**Collected data entries**
········

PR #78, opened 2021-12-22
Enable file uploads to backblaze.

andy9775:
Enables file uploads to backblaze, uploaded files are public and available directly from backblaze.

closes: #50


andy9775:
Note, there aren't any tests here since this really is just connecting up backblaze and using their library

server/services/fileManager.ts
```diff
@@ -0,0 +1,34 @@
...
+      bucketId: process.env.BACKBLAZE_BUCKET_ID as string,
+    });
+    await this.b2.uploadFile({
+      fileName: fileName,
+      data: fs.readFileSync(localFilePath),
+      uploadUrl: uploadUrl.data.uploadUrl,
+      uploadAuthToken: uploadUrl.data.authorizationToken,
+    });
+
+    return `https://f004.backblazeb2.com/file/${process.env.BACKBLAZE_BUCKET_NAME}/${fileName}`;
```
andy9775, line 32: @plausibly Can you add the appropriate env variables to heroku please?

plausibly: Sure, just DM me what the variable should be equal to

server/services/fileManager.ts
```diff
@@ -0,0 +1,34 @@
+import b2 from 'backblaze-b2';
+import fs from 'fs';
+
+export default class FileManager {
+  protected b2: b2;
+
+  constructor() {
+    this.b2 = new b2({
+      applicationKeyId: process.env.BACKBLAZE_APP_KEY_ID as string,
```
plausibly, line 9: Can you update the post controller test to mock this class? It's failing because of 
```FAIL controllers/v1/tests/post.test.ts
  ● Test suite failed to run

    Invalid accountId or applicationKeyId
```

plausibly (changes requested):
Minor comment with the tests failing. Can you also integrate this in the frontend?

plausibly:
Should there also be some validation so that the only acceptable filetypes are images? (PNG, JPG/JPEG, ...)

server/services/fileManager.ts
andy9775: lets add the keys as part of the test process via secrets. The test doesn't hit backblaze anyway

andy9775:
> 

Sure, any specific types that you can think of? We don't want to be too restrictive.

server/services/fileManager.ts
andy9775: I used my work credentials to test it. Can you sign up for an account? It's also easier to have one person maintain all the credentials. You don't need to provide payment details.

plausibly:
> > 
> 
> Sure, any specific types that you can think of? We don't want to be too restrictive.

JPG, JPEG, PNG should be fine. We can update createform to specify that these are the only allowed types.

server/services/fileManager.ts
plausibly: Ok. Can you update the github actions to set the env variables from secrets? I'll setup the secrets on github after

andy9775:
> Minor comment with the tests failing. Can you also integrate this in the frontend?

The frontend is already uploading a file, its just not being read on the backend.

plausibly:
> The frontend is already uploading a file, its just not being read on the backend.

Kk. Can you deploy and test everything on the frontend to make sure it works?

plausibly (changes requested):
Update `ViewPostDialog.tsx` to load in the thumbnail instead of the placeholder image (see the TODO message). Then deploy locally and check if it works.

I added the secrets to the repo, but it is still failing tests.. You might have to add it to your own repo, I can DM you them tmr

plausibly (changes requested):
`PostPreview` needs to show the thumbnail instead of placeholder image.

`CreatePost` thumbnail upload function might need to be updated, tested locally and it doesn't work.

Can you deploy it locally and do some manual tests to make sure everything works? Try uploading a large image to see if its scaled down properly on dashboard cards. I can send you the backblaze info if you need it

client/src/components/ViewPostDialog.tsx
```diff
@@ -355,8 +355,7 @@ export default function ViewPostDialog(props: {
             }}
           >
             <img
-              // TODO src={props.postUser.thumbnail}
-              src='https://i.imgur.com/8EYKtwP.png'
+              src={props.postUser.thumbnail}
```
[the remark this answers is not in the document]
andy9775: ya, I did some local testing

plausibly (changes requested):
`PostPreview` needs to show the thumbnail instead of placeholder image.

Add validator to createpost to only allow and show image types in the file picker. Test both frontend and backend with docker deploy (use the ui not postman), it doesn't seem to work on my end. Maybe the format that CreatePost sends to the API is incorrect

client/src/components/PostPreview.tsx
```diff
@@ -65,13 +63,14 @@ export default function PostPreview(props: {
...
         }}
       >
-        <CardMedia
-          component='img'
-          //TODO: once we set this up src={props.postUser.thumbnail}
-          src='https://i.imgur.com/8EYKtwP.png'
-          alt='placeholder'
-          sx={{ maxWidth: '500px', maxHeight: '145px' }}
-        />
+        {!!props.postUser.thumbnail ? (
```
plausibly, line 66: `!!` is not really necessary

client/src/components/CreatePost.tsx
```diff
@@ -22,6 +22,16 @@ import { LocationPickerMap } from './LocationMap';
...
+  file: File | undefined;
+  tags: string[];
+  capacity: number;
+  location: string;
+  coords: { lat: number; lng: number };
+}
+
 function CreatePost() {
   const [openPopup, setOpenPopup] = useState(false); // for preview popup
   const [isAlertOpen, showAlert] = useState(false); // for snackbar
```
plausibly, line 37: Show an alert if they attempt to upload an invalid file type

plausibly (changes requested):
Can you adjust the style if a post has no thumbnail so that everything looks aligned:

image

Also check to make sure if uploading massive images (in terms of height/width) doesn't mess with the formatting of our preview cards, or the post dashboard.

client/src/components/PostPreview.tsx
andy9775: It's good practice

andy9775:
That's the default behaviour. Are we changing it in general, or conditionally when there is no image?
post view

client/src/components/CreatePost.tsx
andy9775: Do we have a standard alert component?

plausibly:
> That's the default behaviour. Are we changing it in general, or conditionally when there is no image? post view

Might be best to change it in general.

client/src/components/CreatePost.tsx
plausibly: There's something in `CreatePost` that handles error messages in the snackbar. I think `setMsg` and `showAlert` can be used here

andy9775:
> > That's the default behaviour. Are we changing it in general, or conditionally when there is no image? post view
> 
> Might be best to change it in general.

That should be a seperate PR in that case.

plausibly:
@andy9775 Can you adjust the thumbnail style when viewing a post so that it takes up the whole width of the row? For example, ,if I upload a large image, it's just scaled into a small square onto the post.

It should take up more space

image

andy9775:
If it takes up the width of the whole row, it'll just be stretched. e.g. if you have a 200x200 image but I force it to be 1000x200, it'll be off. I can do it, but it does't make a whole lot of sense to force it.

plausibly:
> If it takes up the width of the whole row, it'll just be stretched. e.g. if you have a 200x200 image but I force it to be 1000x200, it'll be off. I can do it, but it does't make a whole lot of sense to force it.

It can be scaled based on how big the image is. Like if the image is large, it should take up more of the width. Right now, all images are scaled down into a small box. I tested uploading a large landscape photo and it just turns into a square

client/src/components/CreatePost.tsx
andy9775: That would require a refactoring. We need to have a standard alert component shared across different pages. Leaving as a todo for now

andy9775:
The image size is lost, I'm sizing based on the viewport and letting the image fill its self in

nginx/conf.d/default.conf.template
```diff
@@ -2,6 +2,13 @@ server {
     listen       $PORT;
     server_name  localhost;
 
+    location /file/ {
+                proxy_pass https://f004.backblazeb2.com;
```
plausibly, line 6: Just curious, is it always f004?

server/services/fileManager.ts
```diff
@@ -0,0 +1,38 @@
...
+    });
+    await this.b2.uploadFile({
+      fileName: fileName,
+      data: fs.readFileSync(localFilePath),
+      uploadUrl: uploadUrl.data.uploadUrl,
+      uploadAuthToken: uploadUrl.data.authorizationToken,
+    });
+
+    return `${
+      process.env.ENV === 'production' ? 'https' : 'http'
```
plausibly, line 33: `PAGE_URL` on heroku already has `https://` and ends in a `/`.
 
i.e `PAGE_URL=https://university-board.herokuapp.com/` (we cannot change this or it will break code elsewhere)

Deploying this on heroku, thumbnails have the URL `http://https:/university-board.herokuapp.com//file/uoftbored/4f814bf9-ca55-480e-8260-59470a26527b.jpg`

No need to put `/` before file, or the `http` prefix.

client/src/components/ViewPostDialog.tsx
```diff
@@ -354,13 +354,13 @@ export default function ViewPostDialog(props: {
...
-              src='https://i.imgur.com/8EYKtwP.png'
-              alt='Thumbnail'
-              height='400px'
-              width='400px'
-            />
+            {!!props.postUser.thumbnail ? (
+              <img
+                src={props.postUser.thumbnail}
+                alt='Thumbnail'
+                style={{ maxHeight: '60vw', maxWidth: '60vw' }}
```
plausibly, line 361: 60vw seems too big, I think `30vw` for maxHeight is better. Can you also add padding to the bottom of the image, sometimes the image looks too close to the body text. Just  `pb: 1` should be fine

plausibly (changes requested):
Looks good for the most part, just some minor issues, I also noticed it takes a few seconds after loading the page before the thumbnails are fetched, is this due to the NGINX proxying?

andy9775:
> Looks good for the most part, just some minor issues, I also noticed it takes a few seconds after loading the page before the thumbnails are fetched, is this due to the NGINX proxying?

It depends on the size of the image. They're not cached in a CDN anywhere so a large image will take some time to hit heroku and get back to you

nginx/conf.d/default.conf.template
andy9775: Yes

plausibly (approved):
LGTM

········

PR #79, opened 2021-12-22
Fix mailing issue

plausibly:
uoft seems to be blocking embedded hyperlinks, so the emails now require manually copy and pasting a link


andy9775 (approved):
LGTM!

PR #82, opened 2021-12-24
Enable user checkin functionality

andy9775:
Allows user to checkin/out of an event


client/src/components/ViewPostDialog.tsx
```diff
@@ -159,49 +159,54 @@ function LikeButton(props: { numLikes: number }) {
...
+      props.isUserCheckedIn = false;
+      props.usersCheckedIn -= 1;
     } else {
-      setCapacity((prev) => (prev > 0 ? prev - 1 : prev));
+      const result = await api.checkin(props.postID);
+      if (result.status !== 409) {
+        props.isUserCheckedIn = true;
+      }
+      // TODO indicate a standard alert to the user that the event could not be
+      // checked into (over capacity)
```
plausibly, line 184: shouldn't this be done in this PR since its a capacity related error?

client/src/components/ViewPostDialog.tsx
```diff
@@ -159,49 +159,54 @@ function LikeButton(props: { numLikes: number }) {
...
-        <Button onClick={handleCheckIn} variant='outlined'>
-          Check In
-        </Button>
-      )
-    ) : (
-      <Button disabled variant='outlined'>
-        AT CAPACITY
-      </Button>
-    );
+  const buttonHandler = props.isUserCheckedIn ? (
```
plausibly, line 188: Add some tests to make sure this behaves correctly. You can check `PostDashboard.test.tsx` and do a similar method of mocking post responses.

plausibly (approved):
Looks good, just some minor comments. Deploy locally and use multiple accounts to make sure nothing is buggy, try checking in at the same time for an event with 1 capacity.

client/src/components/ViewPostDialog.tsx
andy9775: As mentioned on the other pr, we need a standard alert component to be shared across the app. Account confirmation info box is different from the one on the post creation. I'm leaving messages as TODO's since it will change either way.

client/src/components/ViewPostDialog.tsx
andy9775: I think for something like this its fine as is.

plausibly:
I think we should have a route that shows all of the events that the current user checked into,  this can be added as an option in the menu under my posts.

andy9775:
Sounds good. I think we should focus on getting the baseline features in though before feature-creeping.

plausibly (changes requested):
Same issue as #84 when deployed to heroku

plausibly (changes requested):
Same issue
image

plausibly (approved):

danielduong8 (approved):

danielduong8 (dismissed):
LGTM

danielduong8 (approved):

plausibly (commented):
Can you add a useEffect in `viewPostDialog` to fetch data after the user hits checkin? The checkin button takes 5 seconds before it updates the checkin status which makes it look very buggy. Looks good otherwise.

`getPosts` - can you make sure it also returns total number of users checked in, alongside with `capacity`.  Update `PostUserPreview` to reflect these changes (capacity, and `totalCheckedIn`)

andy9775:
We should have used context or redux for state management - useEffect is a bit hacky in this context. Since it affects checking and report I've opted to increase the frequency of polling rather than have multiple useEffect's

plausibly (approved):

········

**PROBLEM DETAILS**
For the string "before", count the lines of the entries above that include it; answer with the number only.

**EXERCISE SOLUTION**
5